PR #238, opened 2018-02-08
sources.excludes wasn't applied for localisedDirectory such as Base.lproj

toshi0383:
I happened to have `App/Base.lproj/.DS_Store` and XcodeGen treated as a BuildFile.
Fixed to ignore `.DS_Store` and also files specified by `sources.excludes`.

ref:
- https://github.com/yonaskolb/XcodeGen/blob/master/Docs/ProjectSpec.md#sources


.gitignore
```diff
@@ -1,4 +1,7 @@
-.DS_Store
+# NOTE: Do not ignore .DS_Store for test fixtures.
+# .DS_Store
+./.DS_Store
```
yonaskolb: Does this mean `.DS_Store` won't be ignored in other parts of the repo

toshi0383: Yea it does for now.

==============================

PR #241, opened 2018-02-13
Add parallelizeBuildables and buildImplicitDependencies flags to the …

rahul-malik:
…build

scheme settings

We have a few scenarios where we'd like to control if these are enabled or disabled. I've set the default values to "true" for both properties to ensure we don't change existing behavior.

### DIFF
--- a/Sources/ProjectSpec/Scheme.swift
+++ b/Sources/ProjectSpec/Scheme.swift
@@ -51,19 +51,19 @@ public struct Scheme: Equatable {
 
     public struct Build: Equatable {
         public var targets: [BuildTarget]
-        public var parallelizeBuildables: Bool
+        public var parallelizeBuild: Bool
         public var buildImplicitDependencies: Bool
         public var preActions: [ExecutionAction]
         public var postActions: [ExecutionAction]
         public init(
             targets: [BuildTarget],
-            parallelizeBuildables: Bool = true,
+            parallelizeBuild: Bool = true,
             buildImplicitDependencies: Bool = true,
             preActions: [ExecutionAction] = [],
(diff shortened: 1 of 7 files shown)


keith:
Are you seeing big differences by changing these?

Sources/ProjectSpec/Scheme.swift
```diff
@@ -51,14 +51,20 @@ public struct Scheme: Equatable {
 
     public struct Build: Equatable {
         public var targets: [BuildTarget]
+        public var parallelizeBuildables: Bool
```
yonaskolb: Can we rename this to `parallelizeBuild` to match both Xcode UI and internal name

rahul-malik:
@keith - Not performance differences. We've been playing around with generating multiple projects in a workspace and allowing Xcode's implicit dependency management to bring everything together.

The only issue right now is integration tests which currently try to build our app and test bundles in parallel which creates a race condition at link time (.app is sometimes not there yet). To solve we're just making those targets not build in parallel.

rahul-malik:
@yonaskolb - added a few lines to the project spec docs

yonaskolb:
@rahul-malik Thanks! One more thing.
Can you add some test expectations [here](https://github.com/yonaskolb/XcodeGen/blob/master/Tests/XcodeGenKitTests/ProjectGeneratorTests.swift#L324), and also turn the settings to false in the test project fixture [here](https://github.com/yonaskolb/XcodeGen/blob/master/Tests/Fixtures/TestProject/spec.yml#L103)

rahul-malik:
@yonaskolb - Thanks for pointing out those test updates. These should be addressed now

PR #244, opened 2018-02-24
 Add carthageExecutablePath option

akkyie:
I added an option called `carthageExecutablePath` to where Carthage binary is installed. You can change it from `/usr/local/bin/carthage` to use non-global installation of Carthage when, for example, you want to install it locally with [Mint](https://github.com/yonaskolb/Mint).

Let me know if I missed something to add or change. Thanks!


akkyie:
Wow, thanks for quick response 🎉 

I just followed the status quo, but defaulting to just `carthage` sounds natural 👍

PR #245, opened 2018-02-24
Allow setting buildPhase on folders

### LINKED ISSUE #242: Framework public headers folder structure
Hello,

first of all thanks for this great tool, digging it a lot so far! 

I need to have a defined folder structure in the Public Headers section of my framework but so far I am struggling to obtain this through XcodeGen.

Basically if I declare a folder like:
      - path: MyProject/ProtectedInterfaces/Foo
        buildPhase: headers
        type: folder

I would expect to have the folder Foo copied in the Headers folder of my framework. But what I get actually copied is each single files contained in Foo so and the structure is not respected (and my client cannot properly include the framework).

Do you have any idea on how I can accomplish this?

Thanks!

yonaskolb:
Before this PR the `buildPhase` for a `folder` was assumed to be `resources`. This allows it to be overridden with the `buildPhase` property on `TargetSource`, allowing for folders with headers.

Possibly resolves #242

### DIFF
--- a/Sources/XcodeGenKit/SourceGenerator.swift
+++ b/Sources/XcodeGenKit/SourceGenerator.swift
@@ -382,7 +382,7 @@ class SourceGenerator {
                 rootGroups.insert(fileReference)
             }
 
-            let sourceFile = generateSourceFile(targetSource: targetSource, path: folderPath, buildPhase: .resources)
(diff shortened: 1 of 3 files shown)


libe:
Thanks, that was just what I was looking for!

==============================

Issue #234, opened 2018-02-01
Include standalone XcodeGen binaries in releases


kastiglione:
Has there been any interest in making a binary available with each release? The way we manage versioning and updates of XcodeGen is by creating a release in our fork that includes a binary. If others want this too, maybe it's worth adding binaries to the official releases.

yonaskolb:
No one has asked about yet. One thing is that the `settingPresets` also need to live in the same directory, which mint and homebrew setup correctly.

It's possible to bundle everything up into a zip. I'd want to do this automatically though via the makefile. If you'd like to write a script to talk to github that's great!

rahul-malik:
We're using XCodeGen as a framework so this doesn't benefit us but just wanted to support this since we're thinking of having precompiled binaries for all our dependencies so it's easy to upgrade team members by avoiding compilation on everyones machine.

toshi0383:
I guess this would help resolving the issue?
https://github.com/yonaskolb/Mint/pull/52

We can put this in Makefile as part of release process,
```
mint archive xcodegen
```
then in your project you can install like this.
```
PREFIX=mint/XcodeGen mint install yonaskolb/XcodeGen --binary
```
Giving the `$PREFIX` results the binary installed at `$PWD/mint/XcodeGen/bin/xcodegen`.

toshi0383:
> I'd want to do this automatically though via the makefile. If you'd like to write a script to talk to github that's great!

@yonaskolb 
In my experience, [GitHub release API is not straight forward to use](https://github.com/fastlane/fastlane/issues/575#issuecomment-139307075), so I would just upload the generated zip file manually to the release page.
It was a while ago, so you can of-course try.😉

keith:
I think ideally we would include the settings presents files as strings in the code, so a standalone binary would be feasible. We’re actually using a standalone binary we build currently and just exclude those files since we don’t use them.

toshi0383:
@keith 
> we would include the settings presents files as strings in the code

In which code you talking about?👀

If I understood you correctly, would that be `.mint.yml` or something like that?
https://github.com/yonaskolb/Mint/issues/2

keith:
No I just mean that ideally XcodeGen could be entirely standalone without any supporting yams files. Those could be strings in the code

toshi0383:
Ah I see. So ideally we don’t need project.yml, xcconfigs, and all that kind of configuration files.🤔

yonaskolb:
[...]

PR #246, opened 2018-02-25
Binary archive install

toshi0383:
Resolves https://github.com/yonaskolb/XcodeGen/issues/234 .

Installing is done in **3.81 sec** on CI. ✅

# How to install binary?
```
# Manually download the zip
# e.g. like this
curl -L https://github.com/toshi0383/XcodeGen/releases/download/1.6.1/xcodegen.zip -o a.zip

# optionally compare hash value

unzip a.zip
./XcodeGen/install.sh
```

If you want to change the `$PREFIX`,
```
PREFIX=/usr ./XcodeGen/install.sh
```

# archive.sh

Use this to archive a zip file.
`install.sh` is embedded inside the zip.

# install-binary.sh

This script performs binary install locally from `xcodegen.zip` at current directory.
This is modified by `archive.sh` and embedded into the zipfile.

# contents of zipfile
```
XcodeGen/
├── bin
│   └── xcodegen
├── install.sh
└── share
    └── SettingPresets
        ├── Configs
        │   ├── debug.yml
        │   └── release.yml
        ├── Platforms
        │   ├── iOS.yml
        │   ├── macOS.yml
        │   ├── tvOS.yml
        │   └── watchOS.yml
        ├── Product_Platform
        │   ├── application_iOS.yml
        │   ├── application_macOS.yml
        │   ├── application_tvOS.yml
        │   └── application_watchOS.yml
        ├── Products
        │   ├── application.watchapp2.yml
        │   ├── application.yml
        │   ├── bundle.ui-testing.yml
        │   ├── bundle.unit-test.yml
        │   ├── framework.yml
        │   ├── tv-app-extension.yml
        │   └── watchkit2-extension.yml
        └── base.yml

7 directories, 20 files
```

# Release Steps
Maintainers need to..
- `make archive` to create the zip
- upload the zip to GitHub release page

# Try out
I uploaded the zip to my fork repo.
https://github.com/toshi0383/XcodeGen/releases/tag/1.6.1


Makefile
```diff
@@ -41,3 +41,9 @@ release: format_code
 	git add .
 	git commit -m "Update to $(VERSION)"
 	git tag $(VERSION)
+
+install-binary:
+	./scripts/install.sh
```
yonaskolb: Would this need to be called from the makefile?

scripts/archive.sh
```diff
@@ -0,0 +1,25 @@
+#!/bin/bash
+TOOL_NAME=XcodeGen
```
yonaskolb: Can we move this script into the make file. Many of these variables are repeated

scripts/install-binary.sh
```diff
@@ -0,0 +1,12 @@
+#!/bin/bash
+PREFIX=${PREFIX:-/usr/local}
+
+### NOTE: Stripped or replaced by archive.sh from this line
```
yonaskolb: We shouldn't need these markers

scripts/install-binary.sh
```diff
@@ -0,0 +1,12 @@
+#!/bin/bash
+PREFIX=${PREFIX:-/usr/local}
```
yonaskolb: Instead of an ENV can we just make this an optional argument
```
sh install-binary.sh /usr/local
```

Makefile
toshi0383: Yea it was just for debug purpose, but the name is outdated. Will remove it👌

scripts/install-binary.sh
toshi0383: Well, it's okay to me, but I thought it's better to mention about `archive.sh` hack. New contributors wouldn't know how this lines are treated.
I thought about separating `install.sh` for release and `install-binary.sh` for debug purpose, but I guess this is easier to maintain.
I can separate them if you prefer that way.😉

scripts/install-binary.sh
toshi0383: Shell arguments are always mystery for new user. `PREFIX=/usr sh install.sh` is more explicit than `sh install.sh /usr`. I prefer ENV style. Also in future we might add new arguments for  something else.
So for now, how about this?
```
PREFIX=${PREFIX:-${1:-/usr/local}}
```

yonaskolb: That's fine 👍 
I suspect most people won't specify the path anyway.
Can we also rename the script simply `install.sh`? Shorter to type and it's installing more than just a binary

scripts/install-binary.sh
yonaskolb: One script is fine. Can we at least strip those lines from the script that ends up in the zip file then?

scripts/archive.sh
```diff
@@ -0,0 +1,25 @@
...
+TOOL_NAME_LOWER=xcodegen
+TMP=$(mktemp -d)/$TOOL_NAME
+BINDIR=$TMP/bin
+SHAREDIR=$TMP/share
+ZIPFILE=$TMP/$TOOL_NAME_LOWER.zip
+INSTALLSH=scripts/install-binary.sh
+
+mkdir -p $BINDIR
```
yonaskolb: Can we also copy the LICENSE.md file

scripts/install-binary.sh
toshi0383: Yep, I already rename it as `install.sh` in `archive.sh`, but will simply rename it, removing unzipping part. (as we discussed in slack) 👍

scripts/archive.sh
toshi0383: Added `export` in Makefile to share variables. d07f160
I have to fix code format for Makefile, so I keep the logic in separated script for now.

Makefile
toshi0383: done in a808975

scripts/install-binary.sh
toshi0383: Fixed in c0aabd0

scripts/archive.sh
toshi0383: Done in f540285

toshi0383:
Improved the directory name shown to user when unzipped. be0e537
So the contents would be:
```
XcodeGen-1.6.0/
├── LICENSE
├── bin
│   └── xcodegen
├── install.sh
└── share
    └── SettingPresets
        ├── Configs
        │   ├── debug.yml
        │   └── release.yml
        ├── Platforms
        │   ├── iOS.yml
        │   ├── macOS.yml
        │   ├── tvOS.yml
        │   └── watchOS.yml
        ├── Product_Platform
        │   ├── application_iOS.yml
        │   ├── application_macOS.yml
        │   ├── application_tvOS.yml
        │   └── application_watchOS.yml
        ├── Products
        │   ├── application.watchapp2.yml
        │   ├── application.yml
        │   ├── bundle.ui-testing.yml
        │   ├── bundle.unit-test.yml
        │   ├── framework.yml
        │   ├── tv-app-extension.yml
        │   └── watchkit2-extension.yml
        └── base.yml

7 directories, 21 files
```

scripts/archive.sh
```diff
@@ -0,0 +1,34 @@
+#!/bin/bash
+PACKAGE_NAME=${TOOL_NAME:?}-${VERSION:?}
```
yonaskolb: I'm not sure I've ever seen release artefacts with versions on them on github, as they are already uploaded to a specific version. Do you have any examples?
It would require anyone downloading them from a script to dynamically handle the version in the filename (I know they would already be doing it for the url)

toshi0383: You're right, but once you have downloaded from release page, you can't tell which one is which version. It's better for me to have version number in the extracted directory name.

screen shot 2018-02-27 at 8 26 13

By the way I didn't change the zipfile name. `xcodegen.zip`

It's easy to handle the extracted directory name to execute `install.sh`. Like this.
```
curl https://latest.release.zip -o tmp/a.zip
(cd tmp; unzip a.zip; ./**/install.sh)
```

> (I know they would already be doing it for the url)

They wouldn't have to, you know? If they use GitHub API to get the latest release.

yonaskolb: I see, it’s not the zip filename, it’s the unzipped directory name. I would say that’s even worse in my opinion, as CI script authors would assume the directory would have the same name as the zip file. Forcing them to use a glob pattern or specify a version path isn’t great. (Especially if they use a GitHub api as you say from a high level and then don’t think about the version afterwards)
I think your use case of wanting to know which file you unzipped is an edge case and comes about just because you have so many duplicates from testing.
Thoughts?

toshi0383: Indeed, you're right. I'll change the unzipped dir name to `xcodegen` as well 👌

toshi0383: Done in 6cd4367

==============================

- **WHAT IS EXPECTED**
In the data above, retype exactly and only the lines between the one holding "PR #238, opened 2018-02-08" and the one holding "toshi0383: Yea it does for now.", inclusive.

- **SOLUTION TO THIS PROBLEM**
PR #238, opened 2018-02-08
sources.excludes wasn't applied for localisedDirectory such as Base.lproj

toshi0383:
I happened to have `App/Base.lproj/.DS_Store` and XcodeGen treated as a BuildFile.
Fixed to ignore `.DS_Store` and also files specified by `sources.excludes`.

ref:
- https://github.com/yonaskolb/XcodeGen/blob/master/Docs/ProjectSpec.md#sources


.gitignore
```diff
@@ -1,4 +1,7 @@
-.DS_Store
+# NOTE: Do not ignore .DS_Store for test fixtures.
+# .DS_Store
+./.DS_Store
```
yonaskolb: Does this mean `.DS_Store` won't be ignored in other parts of the repo

toshi0383: Yea it does for now.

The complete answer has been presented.